> **Exercise goal**:
Return each line of the entries that holds the string "shadows".

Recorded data

PR #6130, opened 2022-09-30
fix "stable" shadows

pixelflinger:
We were always adjusting the near/far of the view volume based on the scene content for shadowing, which defeated the "stable" shadows.

Also changed the default cascade splits from a linear split to a log2 split, because due to the perspective projection, the log2 split actually looks linear. Also intuitively, it makes more sense to give more resolution to the shadows close to the camera.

> **Solution to this task**:
fix "stable" shadows
We were always adjusting the near/far of the view volume based on the scene content for shadowing, which defeated the "stable" shadows.
Also changed the default cascade splits from a linear split to a log2 split, because due to the perspective projection, the log2 split actually looks linear. Also intuitively, it makes more sense to give more resolution to the shadows close to the camera.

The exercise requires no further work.